Scaling SecretAgent Scrapes with Handlers

When you start using SecretAgent, you often copy and paste the default examples. As we started to use SecretAgent on larger extraction efforts, it became clear that we didn't have a clear story for "how" you go from that starting example to running 2, or even 1000 scrapes.

As you start to think about structuring a bigger effort, a bunch of questions come up:

  • Do you create a new SecretAgent instance every time? Or do you simply add tabs?
  • How expensive is it to create many instances?
  • How should I make sure not to overload the host machine with the number of scrapes running at the same time?
  • How do I add new machines when I max out the current one?

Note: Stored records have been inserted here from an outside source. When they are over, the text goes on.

PR #509, opened 2017-11-21
feat: display an icon in the search bar results

enguerran:
I changed the procedure:
1. load every `icon-type` file with [file-loader](https://github.com/webpack-contrib/file-loader)
1. build a mapping object : `name => icon-file-name`
1. map the mime-type to an icon file
1. warn in the console no mapping found
1. build an url
1. pass the url to the searchBar's `renderSuggestion` function

# 1. load every `icon-type`

```js
const iconsContext = require.context(
  '../../../assets/icons/',
  false,
  /icon-type-.*.svg$/
)
```

# 2. build an object

```js
const icons = iconsContext.keys().reduce(
  (acc, item) => ({
    ...acc,
    [item.replace(/\.\/icon-type-(.*)\.svg/, '$1')]: iconsContext(item)
  }),
  {}
)
```

# 3. map `mime-type => icon-file`

```js
const mapMimeIcon = {
  'image/jpeg': 'image',
  'image/png': 'image',
  'application/pdf': 'pdf'
}
```

# 4. warn if mapping's missing

_and add a default icon_

```js
const keyIcon =
  mapMimeIcon[mimetype] ||
  console.warn(
    `No icon found, you may need to add a mapping for ${mimetype}`
  ) ||
  'files'
```

# 5. and 6. are easy to understand

# Screenshot

_example with pdf mapping missing_

### DIFF
--- a/package.json
+++ b/package.json
@@ -100,7 +100,7 @@
     "eslint-plugin-react": "^7.3.0",
     "eslint-plugin-standard": "^3.0.1",
     "extract-text-webpack-plugin": "^3.0.0",
-    "file-loader": "^0.9.0",
+    "file-loader": "^1.1.5",
     "git-directory-deploy": "^1.5.0",
     "html-webpack-plugin": "^2.30.1",
     "husky": "^0.14.3",
--- a/src/drive/ducks/services/components/SuggestionProvider.jsx
+++ b/src/drive/ducks/services/components/SuggestionProvider.jsx
@@ -31,7 +31,8 @@ class SuggestionProvider extends React.Component {
           title: result.name,
           subtitle: result.path,
           term: result.name,
-          onSelect: 'open:' + result.url
+          onSelect: 'open:' + result.url,
+          icon: result.icon
         }))
       },
       intent.attributes.client
@@ -66,7 +67,8 @@ class SuggestionProvider extends React.Component {
             id: file._id,
             name: file.name,
             path,
-            url: window.location.origin + '/#/folder/' + dirId
+            url: window.location.origin + '/#/folder/' + dirId,
+            icon: getIconUrl(file.mime)
           }
         })
 
@@ -75,6 +77,33 @@ class SuggestionProvider extends React.Component {
       resolve()
     })
   }
+}
+
+const iconsContext = require.context(
+  '../../../assets/icons/',
+  false,
+  /icon-type-.*.svg$/
+)
+const icons = iconsContext.keys().reduce((acc, item) => {
+  acc[item.replace(/\.\/icon-type-(.*)\.svg/, '$1')] = iconsContext(item)
+  return acc
+}, {})
+
+const mapMimeIcon = {
+  'image/jpeg': 'image',
+  'image/png': 'image',
+  'application/pdf': 'pdf'
+}
+
+function getIconUrl(mimetype) {
+  const keyIcon =
+    mapMimeIcon[mimetype] ||
+    console.warn(
+      `No icon found, you may need to add a mapping for ${mimetype}`
+    ) ||
+    'files'
+
+  return `${window.location.origin}/${icons[keyIcon]}`
 }
 
 export default SuggestionProvider
--- a/config/webpack.config.pictures.js
+++ b/config/webpack.config.pictures.js
@@ -17,7 +17,7 @@ module.exports = function(production) {
           exclude: /(sprites|icons)/,
           loader: 'file-loader',
           options: {
-            path: 'img',
+            outputPath: 'img',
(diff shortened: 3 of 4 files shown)


src/drive/containers/File.jsx
```diff
@@ -16,7 +16,10 @@ import breakpointsAware from 'cozy-ui/react/helpers/breakpoints'
 import { SharedBadge } from 'sharing'
 import { getSharingDetails } from 'cozy-client'
 
+import iconTypeFiles from '../assets/icons/icon-type-files.svg'
+
 import { getFolderUrl } from '../reducers'
+console.log(iconTypeFiles)
```
y-lohse: This file shoudn't have change, should it?

src/drive/ducks/services/components/SuggestionProvider.jsx
```diff
@@ -66,7 +68,8 @@ class SuggestionProvider extends React.Component {
             id: file._id,
             name: file.name,
             path,
-            url: window.location.origin + '/#/folder/' + dirId
+            url: window.location.origin + '/#/folder/' + dirId,
+            icon: iconTypeFiles.id
```
y-lohse: Not a review comment at all : what does `iconTypeFiles.id` contain ?

enguerran:

src/drive/ducks/services/components/SuggestionProvider.jsx
```diff
@@ -77,4 +79,34 @@ class SuggestionProvider extends React.Component {
...
+    /icon-type-.*.svg$/
+  )
+  const icons = iconsContext.keys().reduce(
+    (acc, item) => ({
+      ...acc,
+      [item.replace(/\.\/icon-type-(.*)\.svg/, '$1')]: iconsContext(item)
+    }),
+    {}
+  )
+
```
ptbrowne: I am not a fan of this construct. IMHO it is nor very legible, nor performant (you are creating one object and trashing it at every iteration of the reduce). Even if performance is not an issue here, I would prefer if we would not create pressure on the GC during loading of the application.

lodash has a `fromPairs` function that is useful in this case. It is easy to recode it if you want to avoid the dependency on lodash.

```js
const fromPairs = (arr, pairs) => {
  const out = {}
  pairs.forEach(([k, v]) => out[k] = v)
  return out
}

const icons = fromPairs(iconsContext.keys().map(item =>
  [item.replace(/\.\/icon-type-(.*)\.svg/, '$1'), iconsContext(item)])
```

src/drive/ducks/services/components/SuggestionProvider.jsx
```diff
@@ -77,4 +79,34 @@ class SuggestionProvider extends React.Component {
...
+  const mapMimeIcon = {
+    'image/jpeg': 'image',
+    'image/png': 'image',
+    'application/pdf': 'pdf'
+  }
+
```
ptbrowne: `mapMimeIcon`, the `iconsContext` and `icons` variables should be outside the function otherwise you build them every time you need an icon.

src/drive/ducks/services/components/SuggestionProvider.jsx
enguerran: You are very right, I did not see it with _the nose on the steering_.
I first wrote: 
```js
const icons = iconsContext.keys().reduce((acc, item) => {
  acc[item.replace(/\.\/icon-type-(.*)\.svg/, '$1')] = iconsContext(item)
  return acc
}, {})
```

That seems enough to avoid what you remark.

ptbrowne: Yes, I am ok with this 👍

src/drive/ducks/services/components/SuggestionProvider.jsx
enguerran: Crap, I wanted to isolate the code to be easily movable.

package.json
```diff
@@ -125,7 +125,7 @@
     "stylint": "^1.5.9",
     "stylus": "^0.54.0",
     "stylus-loader": "^2.4.0",
-    "svg-sprite-loader": "^0.0.31",
+    "svg-sprite-loader": "3.4.1",
```
y-lohse: Do we still need this loader?

enguerran: No we don't, but I did not remove it in this PR because we need to do some work about tooling, like using create-cozy-app with cozy-scripts to manage dependencies, for instance.

enguerran: I update it anyway, because it was very outdated.

enguerran: Finally I reseted it... because it changed `yarn.lock` with a lot of new lines...

PR #510, opened 2017-11-22
fix: client links on mobile

y-lohse:
It's easier to review the 3 commits one after the other :

- the first one moves the `pushClient` component to the new shared `component` folder
- the second does some minor fixes
- the thrid one fixes the actual problem

What happened was, on mobile, the button would very quickly appear in the DOM, probably *under* the "later" button in the onboarding. So at the end of the onboarding, you press "later", but if you click again quickly or whatever, it also clicks the link and moves you to the download page.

As we explored simplifying this story, we wanted to make the progression of "examples" through to full-scrapes a smooth process. Something like this:

Step 1: Try Out an Example

Trying out examples should require as little setup as possible, so we added a new default export that's a ready-to-go client for SecretAgent.

import agent from 'secret-agent';

(async () => {
  // no initilization required!
  await agent.goto('https://ulixee.org');
  const datasetLinks = await agent.document.querySelectorAll('a.DatasetSummary');
  for (const link of datasetLinks) {
    const name = await link.querySelector('.title').textContent;
    const href = await link.getAttribute('href');
    const dataset = { name, href };
    console.log('Ulixee Dataset', dataset);
  }

  await agent.close();
})();

Step 2: Run Multiple Scrapes

Agent instances are lightweight, but what do you do when you need to queue up thousands of them to run. Until now, you've been on your own to use libraries like p-queue, keeping track of promises, or simply waiting and looping.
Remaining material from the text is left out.